Prevention. Track credential rotation under the secret custody runbook.
Symptom: dashboards / alert rules disappear after VM reboot
Root cause. Grafana provisioned dashboards live in /etc/grafana/provisioning/dashboards/*.yaml, not in the database. Manually-created UI dashboards live in /var/lib/grafana/grafana.db (SQLite). A reboot doesn’t delete either, but a rm -rf /var/lib/grafana (or volume-mount mishap) does.
Fix. Restore from snapshot, or recreate manually from documented intent.
Prevention. Snapshot /var/lib/grafana/grafana.db periodically. Provision important dashboards via config files in source control.
Symptom: Prometheus is OOM-killed
Root cause. Series cardinality exceeded what the VM can hold in memory.

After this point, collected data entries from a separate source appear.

PR #2177, opened 2024-02-24
Ignore any test files ending with `-test.node.ts` or `-test.browser.ts` in other environments

steveluscher:

PR #2176, opened 2024-02-24
Remove `node-fetch` external from build script

steveluscher:

PR #2178, opened 2024-02-24
Allow devs to supply a dispatcher to the Node implementation of `fetch`

### LINKED ISSUE #2126: [experimental] Figure out recommended way to override `fetch` dispatcher in Node
The current version of `@solana/web3.js` lets people supply their own `HTTPAgent` (often [at their own peril](https://github.com/solana-labs/solana/pull/29130)) to be able to put a keep-alive config on the wire. We'll need a way to do that in the new web3.js without bothering people who use it on the web / React Native.

Options:

1. Create a transport for use in Node only. Plumb `dispatcher` all the way down to `fetch()`. See [typedef](https://github.com/nodejs/undici/blob/cdc6d5ca45e64a0cf21b7ee0f13aa993568cb428/types/fetch.d.ts#L117).
2. Recommend that people override the global Unidici dispatcher on which `fetch()` depends. See [this Stack Overflow question](https://stackoverflow.com/questions/77381314/is-it-possible-to-set-a-global-dispatcher-for-the-built-in-fetch-in-node).

steveluscher:
# Summary

The current version of web3.js allows folks to supply what's called an ‘HTTP Agent.’ This is a class that mediates how network requests should be fetched. One example is to establish a connection pool for a given URL, and keep connections open for a time so that TLS/SSL negotiation doesn't have to be done on every request.

The new web3.js up until this point has punted on how to reintroduce this concept. In this PR we bring it back in the form of allowing callers to create transports with custom Undici `Dispatchers`.

It only works in Node. If you supply the `dispatcher_NODE_ONLY` property in non-Node environments you'll get a console warning that your config has been ignored.

# Alternate designs considered

I desperately wanted to avoid the situation in this PR, which was to create a config property on transports that's only usable in Node.

Alternate approaches considered:

1. Create a special transport for use in Node. Callers would have to `createDefaultNodeRpcTransport()` and/or `solanaRpcFactoryForNode()` which I thought was a bridge too far.
2. Encourage people to [inject a global dispatcher](https://stackoverflow.com/a/77526783/802047). This is a terrible idea for all of the reasons that global state is terrible:
    * Applies to all connections in the process
    * Your global dispatcher can be unset by someone _else_
    * There might already be a global dispatcher installed (eg. a `ProxyAgent`) and you might unknowingly replace it
3. Export a `Dispatcher` setter that lets you install a dispatcher accessible _only_ to `@solana/fetch-impl`. Besides having most of the bad features of #&#8203;2, this would not work. We inline `@solana/fetch-impl` in the build, meaning there's no longer anywhere to export such a method from.

# Test Plan

```shell
cd packages/fetch-impl/
pnpm test:unit:node
cd ../rpc-transport-http/
pnpm test:unit:node
```

See benchmark tests in next PR.

Closes #2126.

### DIFF
--- a/packages/build-scripts/getBaseConfig.ts
+++ b/packages/build-scripts/getBaseConfig.ts
@@ -43,6 +43,8 @@ export function getBaseConfig(platform: Platform, formats: Format[], _options: O
                           external: [
                               // Despite inlining `@solana/text-encoding-impl`, do not recursively inline `fastestsmallesttextencoderdecoder`.
                               'fastestsmallesttextencoderdecoder',
+                              // Despite inlining `@solana/fetch-impl`, do not recursively inline `undici`.
+                              'undici',
                               // Despite inlining `@solana/ws-impl`, do not recursively inline `ws`.
                               'ws',
                           ],
--- a/packages/fetch-impl/package.json
+++ b/packages/fetch-impl/package.json
@@ -35,12 +35,17 @@
         "test:prettier": "jest -c node_modules/@solana/test-config/jest-prettier.config.ts --rootDir . --silent",
         "test:treeshakability:browser": "agadoo dist/index.browser.js",
         "test:treeshakability:node": "agadoo dist/index.node.js",
-        "test:typecheck": "tsc --noEmit"
+        "test:typecheck": "tsc --noEmit",
+        "test:unit:browser": "jest -c node_modules/@solana/test-config/jest-unit.config.browser.ts --rootDir . --silent --passWithNoTests",
+        "test:unit:node": "jest -c node_modules/@solana/test-config/jest-unit.config.node.ts --rootDir . --silent"
     },
     "browserslist": [
         "supports bigint and not dead",
         "maintained node versions"
     ],
+    "dependencies": {
+        "undici": "^6.2.2"
+    },
     "devDependencies": {
         "@solana/eslint-config-solana": "^1.0.2",
         "@solana/test-config": "workspace:*",
--- a/packages/fetch-impl/src/__tests__/fetch-test.node.ts
+++ b/packages/fetch-impl/src/__tests__/fetch-test.node.ts
@@ -1,0 +1,21 @@
+import { Dispatcher, fetch as fetchImpl } from 'undici';
+
+import fetch from '../index.node';
+
+jest.mock('undici');
+
+describe('fetch', () => {
+    it('should call the underlying `fetch` with the `dispatcher` supplied in `requestInit`', () => {
+        const explicitDispatcher = Symbol('explicitDispatcher') as unknown as Dispatcher;
+        fetch('http://solana.com', { dispatcher: explicitDispatcher });
+        expect(fetchImpl).toHaveBeenCalledWith('http://solana.com', {
+            dispatcher: explicitDispatcher,
+        });
+    });
+    it('should call the underlying `fetch` with an undefined `dispatcher` when an undefined is explicitly supplied in `requestInit`', () => {
+        fetch('http://solana.com', { dispatcher: undefined });
+        expect(fetchImpl).toHaveBeenCalledWith('http://solana.com', {
+            dispatcher: undefined,
+        });
+    });
+});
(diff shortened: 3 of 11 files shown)


steveluscher:
> [!WARNING]
> <b>This pull request is not mergeable via GitHub because a downstack PR is open. Once all requirements are satisfied, merge this PR as a stack <a href="https://app.graphite.dev/github/pr/solana-labs/solana-web3.js/2178?utm_source=stack-comment-downstack-mergeability-warning" >on Graphite</a>.</b>

* **#2179** <a href="https://app.graphite.dev/github/pr/solana-labs/solana-web3.js/2179?utm_source=stack-comment-icon" target="_blank">Graphite</a>
* **#2178** <a href="https://app.graphite.dev/github/pr/solana-labs/solana-web3.js/2178?utm_source=stack-comment-icon" target="_blank">Graphite</a> 👈
* **#2177** <a href="https://app.graphite.dev/github/pr/solana-labs/solana-web3.js/2177?utm_source=stack-comment-icon" target="_blank">Graphite</a>
* **#2176** <a href="https://app.graphite.dev/github/pr/solana-labs/solana-web3.js/2176?utm_source=stack-comment-icon" target="_blank">Graphite</a>
* `master`

This [stack of pull requests](https://stacking.dev/?utm_source=stack-comment) is managed by [Graphite](https://app.graphite.dev/github/pr/solana-labs/solana-web3.js/2178?utm_source=stack-comment).

packages/fetch-impl/src/dispatcher.ts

Fix. Identify the high-cardinality metric (often a misconfigured label like instance=<random-pod-id>). Drop the metric or relabel-drop the offending label.
Prevention. Monitor Prometheus’s own prometheus_tsdb_head_series metric; alert on growth.
Symptom: grafana.mon.sub.comptech-lab.com returns TLS error
Root cause. Wildcard mon cert expired or HAProxy isn’t loading both certs. ACME automation lives on the pdns VM; renewal might have failed.
Fix. Verify cert expiry. Force acme.sh renewal on the pdns VM, copy renewed cert to HAProxy, reload HAProxy.
Prevention. Monitor *.mon.* cert expiry; alert at 14 days before expiry.
Roadmap
Per ADR 0012, the M1–M7 base stack is deployed. M8 (service integrations and dashboards) and M9 (operational hardening) remain open:
- M8: exporters, probes, dashboards, alert rules for Vault, Kafka, Redis, Jenkins, HAProxy, PowerDNS, Nexus, MinIO, Trivy, SigNoz, WSO2.
- M9: SLOs, alert routing, retention sizing, backups, restore drills, restart validation, Vault-backed credentials.
These are explicitly learning-track work; the goal is to develop intuition for production observability, not to declare production readiness on this VM.
References
opp-full-plat/adr/0012-monitoring-observability-learning-vm.md— VM design, component list, phase gates.- SigNoz Overview — the production-side counterpart.